Close relatives of the redwood once flourished across the Northern Hemisphere, but the group has now retreated to redwood’s current habitat along the Coast Ranges from southwestern Oregon to Big Sur in California. There it is bathed in the fog that supplies it the plentiful water it needs, especially in our rainless summer months: the fog catches in the crown, the moisture not only dripping to the soil below but directly absorbed by leaves and even bark.

leaf comparison
Branchlet of Sequoia sempervirens, coast redwood, on left, compared with Sequoiadendron giganteum, giant sequoia. Trees of Stanford & Environs, by Ronald Bracewell

The coast redwood (Sequoia sempervirens) is often confused with its massive cousin, the giant sequoia (Sequoiadendron giganteum), which is also known as Sierra redwood and has similarly thick reddish bark. The California legislature designated the “California redwood” as the state tree in 1937 – but which one? Well, both species, the attorney general clarified later on, one might imagine sheepishly. (Nevada is the only other US state with two official trees – the single-leaf pinyon and the famously long-lived bristlecone pine.) The two redwoods are actually quite easy to tell apart, at any time of year: coast redwood’s short, flat needles are arranged in two-dimensional sprays; giant sequoia’s triangular, awl-like scaly leaves are pressed closely around the branchlet. Turn over a spray of coast redwood and see faint white lines of stomata under each leaf. The two-ranked sprays look very much like a pinnately compound leaf; even botanically inclined people, when asked to point out a single leaf, almost never select a single small needle, which is the correct answer.

The sprays look very similar to the deciduous ones of Taxodium, and this was indeed the genus first given it, along with species sempervirens (Latin for ever-green or ever-flourishing). Later, its genus was changed to Sequoia by an Austrian botanist and linguist who was likely aware of Sequoyah (circa 1770–1843), born in Cherokee country in Georgia, who invented a syllabic Cherokee alphabet that enabled tribal literacy. The connection to the name was not made explicit, however, and there is a competing claim that Sequoia derives from the Latin word for sequence. In any case, avoid using just the word Sequoia to refer to coast redwood in conversation, since many might think you mean the giant sequoia, unless you can somehow pronounce the capitalization and italics correctly. Using an unqualified “redwood” is common and acceptable; rarely is the Sierra redwood so called these days.
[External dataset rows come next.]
PR #382, opened 2026-03-17
build(deps-dev): upgrade to Vite 8 and @vitejs/plugin-react 6

dcalhoun:
## What?

Upgrade Vite from v7 to v8 and `@vitejs/plugin-react` from v5 to v6.

Supersedes https://github.com/wordpress-mobile/GutenbergKit/pull/373 and #380.

## Why?

Vite 8 replaces esbuild and Rollup with [Rolldown and Oxc](https://vite.dev/blog/announcing-vite8), the new Rust-based build toolchain. This keeps us on the latest major version and unblocks upgrading `@vitejs/plugin-react` to v6, which was [required by the Dependabot PR](https://github.com/wordpress-mobile/GutenbergKit/pull/373#issuecomment-4076188720).

### Dependency changes (`package.json`)

- `vite`: `^7.3.1` → `^8.0.0`
- `@vitejs/plugin-react`: `^5.1.4` → `^6.0.1`
- Removed `vite-plugin-node-polyfills` (does not support Vite 8, and was replaced by a lighter approach)

### Replace `vite-plugin-node-polyfills` with resolve stubs (`vite.config.js`, `src/stubs/node-modules.js`)

PostCSS imports Node.js modules (`path`, `fs`, `url`, `source-map-js`) that don't exist in browsers. PostCSS marks these as `false` in its `browser` field, but `@wordpress/block-editor` imports PostCSS via direct file paths (e.g., `postcss/lib/processor`), bypassing that field and causing Vite to emit "Module has been externalized for browser compatibility" warnings.

The `vite-plugin-node-polyfills` plugin suppressed these by providing full browser polyfills (~600 KB in dependencies), but PostCSS never actually calls these modules at runtime—it guards usage behind `Boolean()` checks. A single empty stub module aliased via `resolve.alias` achieves the same result with zero bundle impact and no external dependencies.

### Patch mousetrap global-bind plugin (`patches/mousetrap+1.6.5.patch`)

Vite 8's Rolldown bundler may reorder side-effect imports relative to value imports ([rolldown/rolldown#6436](https://github.com/rolldown/rolldown/issues/6436), [vitejs/vite#5142](https://github.com/vitejs/vite/issues/5142)). This caused mousetrap's `global-bind` plugin to execute before the main mousetrap module, so `window.Mousetrap` was not yet set and `bindGlobal` was never added to the prototype—breaking `@wordpress/keyboard-shortcuts`.

The patch adds a `require("mousetrap")` fallback so the plugin resolves Mousetrap via the module system instead of relying on the global. This is preferred over Rolldown's [`output.strictExecutionOrder`](https://rolldown.rs/reference/OutputOptions.strictExecutionOrder) option, which would increase bundle size by injecting runtime helpers across the entire bundle.

## Testing Instructions

1. Run the dev server (`make dev-server`) and verify the editor loads without errors in the browser console.
2. Run `make build` and verify it completes successfully.
3. Run `make test-js` and verify all tests pass.
4. Test with plugins that register keyboard shortcuts (e.g., Jetpack AI Assistant[^1]) and verify no `mousetrap[bindGlobal]` errors appear.

[^1]: Requires adding a site to the demo app that has an active Jetpack connection—e.g., WoW/Atomic. 

N/A, no user-facing changes.

### DIFF
--- a/package-lock.json
+++ b/package-lock.json
@@ -75,7 +75,7 @@
 				"@testing-library/user-event": "^14.6.1",
 				"@types/react": "^19.2.7",
 				"@types/react-dom": "^19.2.3",
-				"@vitejs/plugin-react": "^5.1.4",
+				"@vitejs/plugin-react": "^6.0.1",
 				"@wordpress/dependency-extraction-webpack-plugin": "^6.41.0",
 				"@wordpress/env": "^11.2.0",
 				"@wordpress/eslint-plugin": "^24.3.0",
@@ -91,8 +91,7 @@
 				"react-devtools": "^7.0.1",
 				"react-devtools-core": "^7.0.1",
 				"sass-embedded": "^1.98.0",
-				"vite": "^7.3.1",
-				"vite-plugin-node-polyfills": "^0.25.0",
+				"vite": "^8.0.0",
 				"vitest": "^4.1.0"
 			}
 		},
@@ -259,6 +258,7 @@
 			"integrity": "sha512-CGOfOJqWjg2qW/Mb6zNsDm+u5vFQ8DxXfbM09z69p5Z6+mE1ikP2jUXw+j42Pf1XTYED2Rni5f95npYeuwMDQA==",
 			"dev": true,
 			"license": "MIT",
+			"peer": true,
 			"dependencies": {
 				"@babel/code-frame": "^7.29.0",
 				"@babel/generator": "^7.29.0",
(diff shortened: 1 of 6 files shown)


dcalhoun:
@kean friendly reminder to review this. No worries if you simply need more time due to other priorities. Let me know if you have any questions.

kean (approved):
LGTM!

Sequoia sempervirens can live for more than 1000 years, breaching 2200 years in some records. Unlike many long-lived trees, it grows rapidly, achieving much of its height within its first hundred years. It is a race of giants, easily growing to 200 feet tall in the right conditions. Dozens of measured examples in the wild exceed 360 feet. The tallest known, Hyperion, named for a Titan god, was discovered in 2006 and reaches over 380 feet – the tallest tree in the world. (The name is cognate with our words hyper, over, and uber.) The next three contenders are within 9 feet; measurements need to be precise. Climbing up, when allowed, and dropping a tape measure is the gold standard.

Save the Redwoods League and Humboldt State University research shows marked increases in growth rates of old-growth redwoods in the latter half of the 20th century, possibly due to increased carbon dioxide levels in the atmosphere, a longer growing season, and, for some areas, increased access to sunlight due to decreasing fog. They also concluded that old-growth redwood forests sequester more carbon above ground than any other forest on Earth.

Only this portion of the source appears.